___ Given data

PR #583, opened 2024-03-03
docs: add more testing guidance

michaelByrne:
Integrated and adapted Adrian's [testing post](https://adrianhesketh.com/2021/10/17/testing-templ-html-rendering-with-goquery/) into the docs

### DIFF
--- a/docs/docs/04-core-concepts/03-testing.md
+++ b/docs/docs/04-core-concepts/03-testing.md
@@ -11,15 +11,17 @@ Expectation testing validates that the right data appears in the output in the r
 
 The example at https://github.com/a-h/templ/blob/main/examples/blog/posts_test.go shows how to test that a list of posts is rendered correctly.
 
-These tests use the goquery library to parse the HTML and check that the expected elements are present. goquery is a jQuery-like library for Go, and is useful for parsing and querying HTML. You’ll need to run `go get github.com/PuerkitoBio/goquery` to add it to your `go.mod` file.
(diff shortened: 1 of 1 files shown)


a-h:
Thanks for that!

michaelByrne:
> Thanks for that!

glad to help. any other issues or tasks you think would be good for me to work on? as somewhat of a newbie to the repo

a-h:
Thanks! If you're up for another docs change, yesterday, we added support for function calls in string attribute expressions, but there's no documentation for it at https://templ.guide/syntax-and-usage/attributes#string-expression-attributes

We try to keep the issues labelled appropriately - to identify stuff we need to think about, discuss, and label stuff that we think is OK to pick up.

However, I think we might do well to start running a regular planning session, like the Go team does with proposals, e.g. https://github.com/golang/go/issues/33502#issuecomment-1973634667

michaelByrne:
> Thanks! If you're up for another docs change, yesterday, we added support for function calls in string attribute expressions, but there's no documentation for it at https://templ.guide/syntax-and-usage/attributes#string-expression-attributes
> 
> We try to keep the issues labelled appropriately - to identify stuff we need to think about, discuss, and label stuff that we think is OK to pick up.
> 
> However, I think we might do well to start running a regular planning session, like the Go team does with proposals, e.g. [golang/go#33502 (comment)](https://github.com/golang/go/issues/33502#issuecomment-1973634667)

yeah, i can do that for sure! and i'd be down to join planning sessions as well

PR #595, opened 2024-03-06
feat: ComponentScript spread attribute support

alehechka:
# Overview
For context, there was a [thread ](https://gophers.slack.com/archives/C061C4PMKDJ/p1709649251693379) in the templ slack channel asking about support for `ComponentScript` attributes in the spread attribute functionality. This was just a quick exploratory attempt at this feature so I'm open to suggestions on the resulting generated code. 

The existing implementation only renders `<script>` elements from script components when directly provided in an `ExpressionAttribute` with the generated code as follows. 

```go
templ_7745c5c3_Err = templ.RenderScriptItems(ctx, templ_7745c5c3_Buffer, Alert("hello, world"))
	return templ_7745c5c3_Err
}
```

This proposed change will provide all spread attributes used within the element to a new `RenderScriptItemsWithSpread` that takes in a slice of `Attributes` and on runtime will loop over all attributes to discover any script components to render. 

```go
templ_7745c5c3_Err = templ.RenderScriptItemsWithSpread(ctx, templ_7745c5c3_Buffer, []templ.Attributes{attrs})
	return templ_7745c5c3_Err
}
```

Upon opening this PR, the implementation is set up so that providing spread attributes at all to an element will cause it to generate code with the new `RenderScriptItemsWithSpread` due to the unknown of what a parameter might pass in. 

> ⚠️ I still need to add unit tests over this new functionality but wanted to get the PR open early to get feedback on the implementation.


runtime.go
```diff
@@ -691,6 +695,20 @@ func (c ComponentScript) Render(ctx context.Context, w io.Writer) error {
 
 // RenderScriptItems renders a <script> element, if the script has not already been rendered.
 func RenderScriptItems(ctx context.Context, w io.Writer, scripts ...ComponentScript) (err error) {
+	return RenderScriptItemsWithSpread(ctx, w, nil, scripts...)
```
alehechka, line 698: I mainly only went this route to keep `RenderScriptItems` unchanged to avoid a breaking change. But if that's not a concern we can just add the extra parameter to this function.

PR #615, opened 2024-03-14
feat: add `--proxybind`, giving the option to bind to something else than `127.0.0.1`

AlyxPink:
I love this proxy option, it really makes web development easier! So first, thank you for creating `templ` and adding this awesome feature 🙇 

# Overview

I wanted to use it with docker-compose, but because it's binding to `127.0.0.1` only, I could not use it from another container.

# Use case
Here's a docker-compose.yaml example to show how it would be used:

```yaml
version: "3.8"
services:
  web:
    volumes:
      - ./:/src/
    ports:
      - "3000:3000"
    command: "go run /src/cmd/web/"

  templ:
    volumes:
      - ./:/src/
    ports:
      - "7331:7331"
    command: 'templ generate --watch --proxy="http://web:3000" --proxybind="0.0.0.0" --cmd="go run ./cmd/web/"'
```

Let me know what you think, if I can add any tests, etc 😊

### DIFF
--- a/cmd/templ/generatecmd/cmd.go
+++ b/cmd/templ/generatecmd/cmd.go
@@ -301,10 +301,13 @@ func (cmd *Generate) StartProxy(ctx context.Context) (p *proxy.Handler, err erro
 	if cmd.Args.ProxyPort == 0 {
 		cmd.Args.ProxyPort = 7331
 	}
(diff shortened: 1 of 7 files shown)


a-h (approved):
Nice improvement. Thanks a lot, and thanks for your nice comments too. 😁

PR #648, opened 2024-03-28
Handle string and boolean pointers in attributes

### LINKED ISSUE #647: generator: *string attribute value is ignored
Right now `templ.Attributes` silently ignores `*string` during rendering. It would be helpful if it had a case for `*string` and if the value is not nil render it

whalenrp:
I took a stab at adding support for this, but let me know if this isn't the behavior we'd expect from the API. 

Resolves #647


a-h:
LGTM, thanks for that.

PR #657, opened 2024-03-30
Allow using `tel`, `ftp` and `ftps` as safe URL protocols

### LINKED ISSUE #655: refactor: add `tel:` as safe URL protocol
templ: v0.2.648

Currently trying to use this:
`templ.URL("tel:" + phoneNumber)`

results in:
`about:invalid#TemplFailedSanitizationURL`

I think this is because it only allows `http`, `https` and `mailto`, but I think `tel` should be added to this list. It's like `mailto` but for telephone numbers, so it will open up a phone application.

atifcppprogrammer:
Closes #655


joerdav (approved):

a-h:
After spotting this, I added a unit test and benchmark this morning. I was interested in whether it was a good idea to just add another bunch of if checks, rather than look up in a map or slice, but it was still faster to keep the if statements.

PR #208, opened 2024-02-21
Modifies `PartialEq` for `Violation`

desaikd:
### Description of changes:
This PR works on fixing `PartialEq` for `Violation` and modifies `flattened_violations` return sorted violations which can be used for comparison.

### List of changes:
* Changes `PartialEq` for `Violation` to defer to flattened violations
for equivalence rather then `Violation`s tree
* Modified `flattened_violations` to return sorted vector absed on
constraint
* Modified `flattened_violations` to not return the violation itself
when there are no children
* adds clippy and rustfmt changes

### Test: 
Adds test for violations equivalence.

----

### DIFF
--- a/ion-schema/src/violation.rs
+++ b/ion-schema/src/violation.rs
@@ -92,6 +92,7 @@ impl PartialEq for Violation {
         self.constraint == other.constraint
             && self.code == other.code
             && self.message == other.message
+            && self.ion_path == other.ion_path
             && self.flattened_violations() == other.flattened_violations()
     }
 }
@@ -156,12 +157,12 @@ impl fmt::Display for ViolationCode {
 
 #[cfg(test)]
 mod violation_tests {
-    use crate::ion_path::IonPath;
+    use crate::ion_path::{IonPath, IonPathElement};
     use crate::violation::{Violation, ViolationCode};
+    use rstest::rstest;
 
-    #[test]
-    fn violation_equivalence() {
-        let violation1: Violation = Violation::with_violations(
+    #[rstest(violation1, violation2,
+    case::unordered_violations(Violation::with_violations(
             "type_constraint",
             ViolationCode::TypeMismatched,
             "type mismatched",
@@ -180,8 +181,7 @@ mod violation_tests {
                     &mut IonPath::default(),
                 ),
             ],
-        );
-        let violation2: Violation = Violation::with_violations(
+        ), Violation::with_violations(
             "type_constraint",
             ViolationCode::TypeMismatched,
             "type mismatched",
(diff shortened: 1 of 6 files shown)


ion-schema/src/violation.rs
```diff
@@ -146,3 +153,59 @@ impl fmt::Display for ViolationCode {
...
+                ),
+                Violation::new(
+                    "regex",
+                    ViolationCode::RegexMismatched,
+                    "regex mismatched",
+                    &mut IonPath::default(),
+                ),
+            ],
+        );
+        assert_ne!(violation1.violations(), violation2.violations());
```
popematt, line 204: question—why are we asserting that this are not equal? This seems like it's not relevant to the test.

ion-schema/src/violation.rs
```diff
@@ -146,3 +153,59 @@ impl fmt::Display for ViolationCode {
...
     }
 }
+
+#[cfg(test)]
+mod violation_tests {
+    use crate::ion_path::IonPath;
+    use crate::violation::{Violation, ViolationCode};
+
+    #[test]
+    fn violation_equivalence() {
```
popematt, line 163: Can you add another test case with multiple levels of nesting?

ion-schema/src/violation.rs
desaikd: Err: this was part of debugging. I will remove this.

ion-schema/src/violation.rs
desaikd: Sure. I will add that.

desaikd: `PartialEq` had missing `ion_path` equivalence check. Added a condition check for that along with more tests.

ion-schema/src/violation.rs
```diff
@@ -61,13 +61,11 @@ impl Violation {
...
         let mut flattened_violations = Vec::new();
         self.flatten_violations(&mut flattened_violations);
+        flattened_violations.sort_by(|a, b| (a.constraint).cmp(&b.constraint));
         flattened_violations
     }
 
     fn flatten_violations<'a>(&'a self, flattened: &mut Vec<&'a Violation>) {
-        if self.violations.is_empty() {
-            flattened.push(self);
-        }
```
popematt, line 70: I'm not sure if this is correct. If there is any violation, and you flatten them, you should always get a non-empty list of violations, right?

ion-schema/src/violation.rs
```diff
@@ -61,13 +61,11 @@ impl Violation {
     pub fn flattened_violations(&self) -> Vec<&Violation> {
         let mut flattened_violations = Vec::new();
         self.flatten_violations(&mut flattened_violations);
+        flattened_violations.sort_by(|a, b| (a.constraint).cmp(&b.constraint));
```
popematt, line 64: I think the fields used for sorting needs to be consistent with the fields used for equality, or else we could end up with weird bugs.

ion-schema/src/violation.rs
desaikd: That seems right. I guess I was thinking more about returning child violations for the current violation. More like a flattened version of `violations()` method which returns a violation tree.

ion-schema/src/violation.rs
desaikd: So equality uses flattened_violations itself. If we use it for sorting as well it would end up in infinite recursive calls.

ion-schema/src/violation.rs
```diff
@@ -146,3 +154,217 @@ impl fmt::Display for ViolationCode {
...
+            vec![],
+        ),
+        Violation::with_violations(
+            "type_constraint",
+            ViolationCode::TypeMismatched,
+            "type mismatched",
+            &mut IonPath::default(),
+            vec![],
+        )
+    ))]
```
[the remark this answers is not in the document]
desaikd: `case::unordered_violations()` already has nested violations with multiple violations.

ion-schema/src/violation.rs
popematt: Sure, but I think we could get away with not sorting by flattened violations because if you flatten it once, all of the returned violations have no children (and flattening a childless violation is equivalent to an identity function).

All of the other fields need to be included in the sort.

ion-schema/src/violation.rs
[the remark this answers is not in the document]
popematt: These ones are different though. They have violations with the same constraint name. This isn't guaranteed to pass unless we have a more complete sorting of the flattened violations.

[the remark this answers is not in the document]
desaikd: I see. This is based on adding more checks for sorting. Will add that.

ion-schema/src/violation.rs
desaikd: Returning a `HashSet` instead.

ion-schema/src/violation.rs
desaikd: Changed this behavior back to return the current violation as well. `flattened_violations` will always return atleast 1 violation.

ion-schema/src/violation.rs
```diff
@@ -146,3 +154,217 @@ impl fmt::Display for ViolationCode {
...
+            ViolationCode::TypeMismatched,
+            "type mismatched",
+            &mut IonPath::default(),
+            vec![
+                Violation::with_violations(
+                    "regex",
+                    ViolationCode::RegexMismatched,
+                    "regex mismatched",
+                    &mut IonPath::default(),
+                    vec![
```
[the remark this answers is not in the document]
desaikd: Modified `case::nested_violations` to include multiple levels of nesting for unordered violations.

ion-schema/src/violation.rs
```diff
@@ -93,12 +97,29 @@ impl PartialEq for Violation {
...
+
+impl Hash for Violation {
+    fn hash<H: Hasher>(&self, state: &mut H) {
+        self.code.hash(state);
+        self.constraint.hash(state);
+        self.message.hash(state);
+        self.ion_path.hash(state);
+        for violation in self.violations.iter() {
+            violation.hash(state);
+        }
```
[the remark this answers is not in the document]
desaikd: Removed `PartialEq`, added this macro and document comments on how to use these macro for equivalence.

wasm-schema-sandbox/src/lib.rs
```diff
@@ -193,9 +194,9 @@ pub fn validate(
 
     log!("validation complete!");
 
-    let violations = match &result {
+    let violations: Vec<&Violation> = match &result {
         Ok(_) => vec![],
-        Err(violation) => violation.flattened_violations(),
+        Err(violation) => violation.flattened_violations().into_iter().collect(),
```
popematt, line 199: Doesn't `flattened_violations()` already return a `Vec<&Violation>`?
```suggestion
        Err(violation) => violation.flattened_violations(),
```

ion-schema/src/violation.rs
```diff
@@ -146,3 +150,336 @@ impl fmt::Display for ViolationCode {
         )
     }
 }
+
+#[macro_export]
+macro_rules! assert_equivalent_violations {
```
popematt, line 155: Please add a brief doc comment for this and for `assert_non_equivalent_violations`.

popematt (approved):
Two minor comments. Otherwise it looks good.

______

> _Try it_: Read each line of the material, and wherever the word "always" turns up, copy that line.

> _Solution for this exercise_:
popematt, line 70: I'm not sure if this is correct. If there is any violation, and you flatten them, you should always get a non-empty list of violations, right?
desaikd: Changed this behavior back to return the current violation as well. `flattened_violations` will always return atleast 1 violation.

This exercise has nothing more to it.